Qu’est-ce que la fraternité ?

Partie intégrante de notre devise nationale « Liberté, égalité, fraternité », la fraternité se définit comme étant un lien de solidarité et d’amitié entre les êtres humains. Souvent mise à mal, à l’heure des tentations de repli sur soi, des pulsions identitaires, elle est sans aucun doute la valeur essentielle à notre humanité. Que dire alors de la fraternité évangélique à laquelle le Christ nous appelle ? Elle va plus loin en nous interpellant sur la qualité du regard que nous portons sur «  l’autre », car accueillir l’altérité, comme Jésus nous l’enseigne, suppose bienveillance, respect, miséricorde. Examinons ces attitudes précieuses de plus près.

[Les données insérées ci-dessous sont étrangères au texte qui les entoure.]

PR #3630, opened 2025-12-11
Make EC compatible with custom `member.id` value (Pseudonomous users on the SFU)

toger5:
This is the companioning PR for: https://github.com/matrix-org/matrix-js-sdk/pull/5105

It allows to use a custom UUID value in the `member.id` field.
 - compatible with matrix2.0 (it expects the livekit identity to be what we have in member.id)
 - allows us to hide the identity from he SFU.

It also makes sure EC (from v0.17.0 and onwards) will always send the `membershipID` or `member.id` with the expected value.

### DIFF
--- a/package.json
+++ b/package.json
@@ -109,7 +109,7 @@
     "livekit-client": "^2.13.0",
     "lodash-es": "^4.17.21",
     "loglevel": "^1.9.1",
-    "matrix-js-sdk": "^39.2.0",
+    "matrix-js-sdk": "git://github.com/matrix-org/matrix-js-sdk.git#5af046f54fc891c62f99b1400aad9964157a87b6",
     "matrix-widget-api": "^1.14.0",
     "normalize.css": "^8.0.1",
     "observable-hooks": "^4.2.3",
--- a/src/state/CallViewModel/remoteMembers/MatrixLivekitMembers.ts
+++ b/src/state/CallViewModel/remoteMembers/MatrixLivekitMembers.ts
@@ -87,8 +87,13 @@ export function createMatrixLivekitMembers$({
         // Each change in the keys (new key, missing key) will result in a call to the factory function.
         function* ([membershipsWithTransports, managerData]) {
           for (const { membership, transport } of membershipsWithTransports) {
-            // TODO! cannot use membership.membershipID yet, Currently its hardcoded by the jwt service to
-            const participantId = /*membership.membershipID*/ `${membership.userId}:${membership.deviceId}`;
+            // membership.membershipID will default to `${membership.userId}:${membership.deviceId}` if undefined.
+            // membership.membershipID will be set to sessionEvent.content.membershipID (stateEvents)
+            // or matrixRTCEvent.content.member.id (stickyEvents)
+            // On top of that session memebrship events from v0.17.0 upwards are going to be sent with `${membership.userId}:${membership.deviceId}`
+            // And sticky event rtc memberships are might be sent with a UUID. This is why this has to be fetched from the memerbship because the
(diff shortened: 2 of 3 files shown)


robintown (changes requested):
I would like us to think through the following scenario: What if Alice joins a call, and then Eve joins a call using the very same membership ID as Alice? The app, SDK, and JWT service all seem at risk of getting confused in certain ways.

- **impact to Element Call**: minimal, sort of.
  - From the perspective of a 3rd party, Bob, we would end up creating two RemoteUserMediaViewModels with the same LiveKit participant. They could get confused about their local volume, since they are both fighting for control over the same participant, though that's not super worrying. We would need to be vigilant in the future to not assume exclusive ownership of a participant in our media code.
  - From the perspective of Alice, she would see Eve as perpetually in a 'waiting for media' state, because there would be no remote participant corresponding to her. It seems not great that Eve's impersonation attempt would remain hidden from Alice in this split-brained way.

La bienveillance, est littéralement la disposition d’esprit inclinant à la compréhension, à l’indulgence envers autrui. En théorie, être bienveillant en toutes circonstances semble simple. En pratique, cela nécessite un travail de fond sur nous-mêmes, beaucoup de temps et une attention constante car nous sommes bien souvent portés à interpréter les faits et gestes, les paroles de l’autre suivant un schéma qui est le nôtre et donc, le plus souvent, faussé : « Ne jugez pas, et vous ne serez pas jugés ; ne condamnez pas, et vous ne serez pas condamnés ; remettez, et il vous sera remis » (Lc 6, 37). Oui, bien souvent je me fais une « idée » de l’autre avant même de l’avoir interrogé directement sur ce qui me surprend ou me dérange chez lui. Saint Jacques et Saint Paul interpellait déjà les premières communautés chrétiennes « Qui es-tu, toi qui juges ton prochain ?  » (Jc 4, 12), « Qui es-tu pour juger un serviteur d’autrui ? » (Rm 14, 4). Nous nous trouvons pourtant d’excellentes raisons : c’est pour son bien, pour qu’il apprenne et qu’il progresse, mais Jésus, qui connaît le cœur humain, n’est pas dupe de nos motivations plus cachées : « Qu’as-tu à regarder la paille qui est dans l’œil de ton frère ? Et la poutre qui est dans ton œil à toi, tu ne la remarques pas !  » (Lc 6, 41).

Le philosophe Alexandre Jollien affirme que « la première qualité de l’amour altruiste, c’est d’être à l’écoute attentive des besoins de l’autre ». Qu’est-ce donc que respecter l’autre, c’est lui accorder de la valeur, de l’attention. Dans la vie de tous les jours, le respect se manifeste par des gestes simples : un regard bienveillant, dire bonjour, prendre le temps d’écouter, de comprendre en restant soi-même. C’est encore la capacité à accepter des idées, des sentiments, des manières d’agir qui ne sont pas les nôtres. Sans ouverture positive et patiente aux autres, aucun dialogue vrai ne peut s’instaurer. Indispensable au dialogue interreligieux, une telle ouverture s’avère nécessaire aussi entre chrétiens, comme nous le déclare saint Paul : « Continuez à vous supporter les uns les autres et à vous pardonner volontiers les uns aux autres, si quelqu’un a un sujet de plainte contre un autre  » (Col 3, 13).

Enfin, l’amour fraternel suppose le pardon « jusqu’à 77 fois 7 fois » (Mt 18, 22), autrement dit la miséricorde. Suivre la « tendre lumière » dont parlait Newman doit nous faire découvrir dans l’autre un frère, une sœur, face à un Dieu devant qui nous sommes tous égaux, parce qu’il nous aime également et veut nous rassembler dans la plénitude de sa vie. La présence de Dieu en nous est un appel, non pas seulement à le recevoir, mais à « devenir semblables à lui  » (1 Jn 3, 2). Dès le IIe siècle, saint Irénée de Lyon ose affirmer : « Le Fils de Dieu s’est fait homme pour que l’homme devienne Fils de Dieu.  ».